**DATASET ENTRIES**:
_____

PR #1440, opened 2015-08-25
Port tests

bjones1:
This ports several more tests to the py.test framework: pylint, pygments, markdown, PyQt4-QtWebKit, and PyQt4-uic. It also does a bit of refactoring to make finding the tests/functional/data/ directory a bit easier.

One (marked) failure: PyQt4-uic fails with `` ImportError: No module named QtWebKit.QWebView``.


tests/functional/data_dir.py
```diff
@@ -0,0 +1,36 @@
...
+def get_data_dir():
+    # Some tests need input files to operate on. There are two cases:
+    if getattr(sys, 'frozen', False):
+        # 1. Frozen: then the location of the data/ directory is passed in
+        #    argv[1].
+        return sys.argv[1]
+    else:
+        # 2. Not frozen: then the files are in data/.
+        return DATA_DIR
+
```
matysek: Could you move this file to `./tests/functional/scripts/pyi_get_datadir.py` or similar? I do not want to mix the test code and the code that is tested.

tests/functional/test_basic.py
```diff
@@ -21,7 +21,7 @@
 from PyInstaller.utils.tests import importorskip, skipif_win, skipif_winorosx, skipif_notwin
 
 # Directory with data for some tests.
-_DATA_DIR = os.path.join(os.path.dirname(os.path.abspath(__file__)), 'data')
+from tests.functional.data_dir import DATA_DIR
```
matysek: Similar here. Could you move the `DATA_DIR` variable to `conftest.py` or `PyInstaller/utils/tests.py`?

matysek:
@bjones1
* Have you tested any of these tests with Python 3? 
* What of theses tests do you think should be part of continuous integration (travis, appveyor)?

bjones1:
@matysek, I'm embarrased to say I haven't tested using Python 3. Will do. I'd suggest all these test to be included in the CI.

bjones1:
I'm confused by the CI checks -- they report Python 3 works, but Python 2.7 fails. I'm developing on Python 2.7.5; is there some difference between Travis (2.7.9 and Appveyor 2.7.?).

bjones1:
@matysek, data files are now copied and used from the tempdir.

tests/functional/test_basic.py
bjones1: Done. I also placed it on pyi_get_datadir.py (one location for testing, another for code under test).

tests/functional/data_dir.py
bjones1: Done.

tests/functional/test_libraries.py
```diff
@@ -8,15 +8,17 @@
...
 
+# Local imports
+# -------------
 from PyInstaller.compat import is_win
 from PyInstaller.utils.tests import importorskip, xfail_py2
-
-
-# Directory with data for some tests.
-_DATA_DIR = os.path.join(os.path.dirname(os.path.abspath(__file__)), 'data')
+from tests.functional.conftest import DATA_DIR
```
codewarrior0: This line is erroring because `tests/` is no longer a Python module (`__init__.py` was removed).

To avoid importing anything from `conftest.py` in the test suites, I suggest making DATA_DIR into a fixture that will be passed into the test function as an argument. See the functions marked `@pytest.fixture` at the end of `conftest.py` for examples.

Another option is to move the `DATA_DIR` global into `PyInstaller.utils.tests` instead - but this would be tricky as the actual definition is in `tests/functional/scripts`, so a fixture is probably the way to go.

bjones1: @codewarrior0, thanks so much for pointing this out. In my tree, there was still a tests/__init__.pyc left over from earlier executions, so I completely overlooked this in my testing. Ouch. I'll probably go for a fixture to solve this.

bjones1: The fixture route was surprisingly simple. @codewarrior0, thanks again for the help. Great idea!

codewarrior0:
Nicely done. Later on we could rename the folders in `tests/functional/data` to match the names of the test functions, and then rework the `data_dir` fixture to copy the data to a temp folder and provide the temp folder's path.

It looks like `pyi_lib_pygments.py` needs to be updated to work with both Python 2 and 3. I think all it will take is to do `from __future__ import print_function` and change the `print` statement to a function.

matysek:
@bjones1 The following patch fixes the pygments test. It is really just print statement. It should make the continuous itegration pass. Then this pull request could be merged and other tests enabled for continuous integration.
```diff
diff --git a/tests/functional/scripts/pyi_lib_pygments.py b/tests/functional/scripts/pyi_lib_pygments.py
index 8649e86..ae0024e 100644
--- a/tests/functional/scripts/pyi_lib_pygments.py
+++ b/tests/functional/scripts/pyi_lib_pygments.py
@@ -7,10 +7,12 @@
 # The full license is in the file COPYING.txt, distributed with this software.
 #-----------------------------------------------------------------------------
 
+from __future__ import print_function
+
 # This sample code is taken from http://pygments.org/docs/quickstart/.
 from pygments import highlight
 from pygments.lexers import PythonLexer
 from pygments.formatters import HtmlFormatter
 
-code = 'print "Hello World"'
-print highlight(code, PythonLexer(), HtmlFormatter())
+code = 'print("Hello World")'
+print(highlight(code, PythonLexer(), HtmlFormatter()))
```

bjones1:
Thanks -- I ran out of time to work on this yesterday. `print` is fixed now.

bjones1:
@codewarrior0, nice idea re: an improved data_dir fixture. I'll take a look when I can!

bjones1:
Thinking a bit about the data_dir fixture copying files:

* We can't just auto-copy. Some tests (for test_basic.test_set_icon, test_library.test_django) don't copy data/ to tmpdir.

_____

**YOUR ASSIGNMENT**: Whenever the string "PythonLexer" shows up on a line of the listing, copy that line.

**EXERCISE RESPONSE**:
 from pygments.lexers import PythonLexer
-print highlight(code, PythonLexer(), HtmlFormatter())
+print(highlight(code, PythonLexer(), HtmlFormatter()))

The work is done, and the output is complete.